The SNB agreed to provide another liquidity loan of up to $107.8bn while the Swiss government granted a CHF9bn guarantee to cover potential losses from Credit Suisse businesses.
UBS also attached a Material Adverse Change clause, allowing it to walk away from the deal should Credit Suisse CDS jump by 100 basis points.
The main upset in the deal was news $17bn of Additional Tier 1 (AT1) debt would be written to zero, a decision made by Swiss regulators that meant while equity investors had been made whole, higher seniority bond investors would both lose their investment and not see their bonds converted to equity.
Colm Kelleher, chairman of UBS – a bank now with $5trn invested assets – said: “As far as Credit Suisse is concerned, this is an emergency rescue.”
Monday revealed the extent of uncertainty and its impact on ETF performance. The Invesco AT1 Capital Bond UCITS ETF (AT1) and WisdomTree AT1 CoCo Bond UCITS ETF (COCB) were down as much as 12.9% and 11.9% in morning trading.

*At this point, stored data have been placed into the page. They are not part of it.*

PR #59, opened 2016-07-29
Point interpolation via `Iteration` blocks

mlange05:
This merge is primarily intended to fix issue #48 by extending the Propagator API to insert user-defined loops over low-level "indexed access" expressions to perform sparse point interpolation. For this purpose a new class `Iteration` is introduced that encapsulates a single loop over a defined dimension. In more detail this PR brings:
* A new symbolic data object `CoordinateData` that gets attached to `PointData` objects and stores the coordinates of the sparse points.
* Fixes to the Operators `input_params` and `output_params` lists, including a more general way of avoiding duplication in the function signature. It also makes the call to `initialize()` on input params optional.
* New `Iteration` class that encapsulates a single loop iteration over a defined iteration space. It auto-generates the loop code around the given stencil(s) and is accepted as input to the Propagator, either as a normal stencil, or a `time_loop_stencil`.
* Small hacks to the `CodePrinter` to enable custom functions `INT` and `FLOAT` for data type conversions. This is required to get around SymPy limitations.
* `SourceLike` objects for FWI now provide symbolic expressions for grid-to-point and point-to-grid interpolation, which in turn now get wrapped by an `Iteration` over the point dimension `p` to insert loop-based interpolation code into all FWI operators. I leave TTI for another PR...

Please note that the new loop-based way of performing interpolation adds flops to the time loop that we previously pre-computed in Python. In turn it brings down the compilation overhead for large data sets though and is more general; and the point interpolation should still be sparse enough to not be a performance bottleneck.

PR #1507, opened 2020-11-14
make test tools less random

ggorman:
`tests/test_tools.py::test_sorting` was failing on my local machine. It is not clear to me that the test makes sense unless you are choosing between two different implementations for performance reasons. I suggest @mloubout takes a look at this lines of code (git blame) - my suggested fix is to convert this to a warning and changed to higher precision timer.

### DIFF
--- a/tests/test_tools.py
+++ b/tests/test_tools.py
@@ -23,12 +23,19 @@ def test_toposort(elements, expected):
 
 def test_sorting():
     key = lambda x: x
-    array = np.random.rand(10000)
+
+    # Need predictable random sequence or test will
+    # have inconsistent behaviour results between tests.
+    np.random.seed(0)
+    array = np.random.randint(-1000, 1000, 10000)
+
     t0 = time.time()
-    sort_key = filter_ordered(array, key=key)
+    for _ in range(100):
+        sort_key = filter_ordered(array, key=key)
     t1 = time.time()
-    sort_nokey = filter_ordered(array)
+    for _ in range(100):
+        sort_nokey = filter_ordered(array)
     t2 = time.time()
-    # This one is slightly faster
-    assert t2 - t1 < .5 * (t1 - t0)
+
+    assert t2 - t1 < 0.5 * (t1 - t0)
     assert sort_key == sort_nokey


mloubout (commented):
Why/when did this slow down.

ggorman:
> Why/when did this slow down.

Nothing changed other than the fact that if I run this on my desktop:
Linux kimogila 5.4.0-53-generic #59-Ubuntu SMP Wed Oct 21 09:38:44 UTC 2020 x86_64 x86_64 x86_64 GNU/Linux
Python 3.8.5
gcc version 9.3.0 (Ubuntu 9.3.0-17ubuntu1~20.04) 

I am not convinced this was a valid test in the first place - but I opted to set it to a warning rather than deleting this part of the test.

mloubout:
It's odd it fails on your maching, `no_key` should be like 10 times faster. Did `nokey` get slower or `key` get faster?

ggorman:
> It's odd it fails on your maching, `no_key` should be like 10 times faster. Did `nokey` get slower or `key` get faster? THis is there because we were relying too much on `key` which was making src/rec processing crazy slow, this test was there to make sure the no-key sorting, that defaults to numpy since this change, was indeed faster and this was not useless extra sorting branches.

So it might be the underlying packages as I'm running a more recent linux distribution than is used in the tests (ubuntu 10.04, numpy 1.17.4).

I'm not sure it's worth investigating a lot of time diving into this - would need to run cprofile for the two cases on different systems. For this PR all that is to be decided is whether this really should be a failing test or warning. I'm advocating for the latter because I don't see this as a effective means of performance regression - and this change in performance is down to the env rather than having anything got to do with Devito.

mloubout:
>I'm not sure it's worth investigating a lot of time diving into this 

I disagree. The sorting speed was a major issue with MPI so if it got slower we need to know and fix it.

ggorman:
> > I'm not sure it's worth investigating a lot of time diving into this
> 
> I disagree. The sorting speed was a major issue with MPI so if it got slower we need to know and fix it.

What part of what I said are you disagreeing with?

Why do you think one method got slower? How do you know it's not that the other implementation has gotten faster?

Looking at more detail, this is what you are testing:
`t2 - t1 < 0.5 * (t1 - t0)`
where `t1-t0` is the wall time for `sort_key = filter_ordered(array, key=key)` and where `t2 - t1` is the wall time for `sort_nokey = filter_ordered(array)`. So you are expecting the nokey variant be to at least twice as fast as the key variant. Now looking at the actual timings i get on my machine:

0.5*(t1 - t0) =  0.001161813735961914
(t2 - t1)     =  0.0014281272888183594

So this test is failing because of a difference 0.00026 seconds. ... this is not the kind of thing you can measure to any reliability. I tested this manually in a loop - some times it fails and other times it passes.

ggorman:
If we rewrite the test to run a multiple experiments then we can mostly eliminate the jitter. But it remains a fragile test that needs rethinking.
 
def test_sorting():
    key = lambda x: x
    array = np.random.rand(10000)
    
    start = time.perf_counter()
    for i in range(100):
        sort_key = filter_ordered(array, key=key)
    t0 = time.perf_counter() - start

    start = time.perf_counter()
    for i in range(100):
        sort_nokey = filter_ordered(array)
    t1 = time.perf_counter() - start

    assert t1 < 0.5 * t0
    assert sort_key == sort_nokey

mloubout:
>Why do you think one method got slower? How do you know it's not that the other implementation has gotten faster?

That's my point, we need to know which one it is. If `sort_key = filter_ordered(array, key=key)` got faster then it's perfectly fine, if `sort_nokey = filter_ordered(array)` got slower enough to make this fail then we have a problem. I'm not saying this doesn't need update/fix, I'm just saying we need to know which of the two cases it is.

ggorman:
Damn rabbit holes...

So - the test as it stands is crap and needs fixing... period. 

However, I took a look at the performance issue were trying to solve. It boils down to the fact that numpy.unique give you sorted values whether you asked for them or not and in this particular case you needed to keep the ordering. The popular solution to this is to simply use pandas.unique instead which does not sort and has the added benefit of being much faster due to it's lower computational complexity. 

This does mean we incur pandas as a core dependency (previously it was in requirements-optional.txt. However, I believe that this is justified in that pandas is pretty much everywhere these days and there are numerous opportunities where we could pandas methods rather than numpy when they are superior.

mloubout (commented):
I'm happy with pandas, thought about adding it too wasn't sure if was worth it.

Another nitpicky comment sorry.

ggorman:
> I'm happy with pandas, thought about adding it too wasn't sure if was worth it.
> 
> Another nitpicky comment sorry.

Your nitpicking ultimately led us to find the source of the original problem and propose a potential better fix. So don't say sorry when you are right!

If this PR is merged then we should look to see where else in Devito there might be performance/feature opportunities. I seem to remember that I also considered it for resampling data.

devito/tools/utils.py
```diff
@@ -161,8 +162,7 @@ def filter_ordered(elements, key=None):
     seen = set()
     if key is None:
         try:
-            unordered, inds = np.unique(elements, return_index=True)
-            return unordered[np.argsort(inds)].tolist()
+            return pd.unique(elements.ravel()).tolist()
```
mloubout, line 165: Putting back my comment since seems to have not saved it. THis shouldn't use `ravel` since we can have 
- lists
- array of the form `[ (1,2), (3,4), (1,2)]`
as input and `ravel` doesn't work on lists and would flatten the tuples in the second case.

FabioLuporini (changes requested):
I don't think we should add a huge dependency such as pandas to improve a single line of code

FabioLuporini (changes requested):
The performance aspect of this test should be moved to ASV devito

FabioLuporini:
@ggorman as we agreed yesterday, we should split the performance side of this test and move it to an ASV test

ggorman:
@FabioLuporini I stepped back from that direction as I later realised that the test was more fundamentally flawed. I rewrote the test and rebased on master. 

Details:
    Updated test to use an array of random integers with a fixed seed rather
    than random floats with random seed to that the test:
    * is deterministic between runs
    * duplicate keys are in fact created so unique actually does something.
    
    Additionally, the tic/toc timings are now over multiple calls to the
    function so that the variance is reduced.

FabioLuporini:
I think, however, it was still a good idea to move the timing part to ASV

ggorman:
Are you saying that should be part of this PR?

FabioLuporini:
yeah why not it's a small PR after all

FabioLuporini (approved):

The devaluation of Credit Suisse saw its shares open 64% down on Monday, while UBS fell 8%, prompting the iShares STOXX Europe 600 Banks UCITS ETF (EVX1) to fall 4%.

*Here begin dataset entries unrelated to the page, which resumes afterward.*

PR #1509, opened 2020-11-17
Remove use of set-env from workflows

rhodrin:
Updating various workflows owing to the [deprecation](https://github.blog/changelog/2020-10-01-github-actions-deprecating-set-env-and-add-path-commands/) of `set-env`.


ggorman (approved):

ggorman:
GTG - This is an important security update.

PR #11186, opened 2025-09-15
Cardinal direction messages

someaddons:
Closes #
Closes #

- Adjust builder building messages and citizen death messages to display the cardinal direction instead of coordinates. The coordinates are shown on hover
- Townhall now displays its level
- Adjusted sickness icon a bit to look more like high temp
- Enable citizen AI history tracking when citizen info command is used

## Testing

Review please


src/main/resources/assets/minecolonies/lang/manual_en_us.json
```diff
@@ -361,15 +361,16 @@
   "entity.worker.inventoryfullchestfull": "Please make space in my chests/racks. I am not able to dump my inventory.",
 
   "entity.builder.messagebuildstart": "I've started work on %s!",
-  "entity.builder.messagebuildcomplete": "I've finished building the %s at %s %s %s!",
-  "entity.builder.messagerepaircomplete": "I've finished repairing the %s at %s %s %s!",
-  "entity.builder.messageremovalcomplete": "I've finished deconstructing building %s! §6To move the building while retaining its current level, use the 'Pick Up' button on the building's 'Build Options' GUI.",
+  "entity.builder.messagebuildcomplete": "The %s is complete on the %s side of the colony.",
```
Raycoms: Completed the repair of %s on the ....
Completed building %s on...
Completed deconstructing %s on ...

Btw, on the top where you construct the message, I think there was some "important" flag on the message builder or so which makes it green too.

someaddons: I can make it yellow with important type

Raycoms: Green is better then, you're right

Uncertainty proved supportive to safe havens, with gold products buoyed as the precious metal broke $2,000 an ounce for the first time since Russia invaded Ukraine on news two-year US Treasury yields had collapsed 100 basis points the previous week as markets priced in a small rate hike by the Federal Reserve.
The WisdomTree Core Physical Gold ETP (WGLD) jumped 6.1% while the Market Access NYSE Arca Gold Bugs UCITS ETF (GOLB) surged 12.4% over the trailing week.
Sentiment settled the next day as monthly flows into Europe-listed bank sector ETFs were reported to have hit their highest in a year, almost doubling their monthly average of €4.2bn with ten days to spare.
This came despite the Invesco Euro Stoxx Optimised Banks UCITS ETF (S7XP) and Lyxor EURO STOXX Banks UCITS ETF (BNKE) falling 17% during the first 20 days of March.
Media also began reporting on the asset management implications of the Credit Suisse buy-up, which is expected to see UBS Asset Management leapfrog Vanguard as the fourth-largest ETF issuer in Europe, taking on Credit Suisse’s €7bn ETF and exchange-traded note (ETN) assets to have a total of €89bn assets under management (AUM), according to Refintiv.
However, questions lingered over whether Credit Suisse’s ETN business would survive amid criticism over the products’ credit risk.
24 March 2023
After recovering over the course of the week, the Euro Stoxx 600 Banks index dropped 5.3% in ninety minutes on Friday morning on news Deutsche Bank’s CDS spiked 200 basis points, which saw the German lender’s share price tumble 13.5%.
Banks across Europe followed suit, with Commerzbank falling 10.3%, while SocGen and BNP Paribas were down 8.3% and 6.5%, respectively.
Risks of contagion in the financial sector remain after a hawkish 50-point rate hike by the European Central Bank and the Fed’s decision to raise rates by an additional 25 points this week.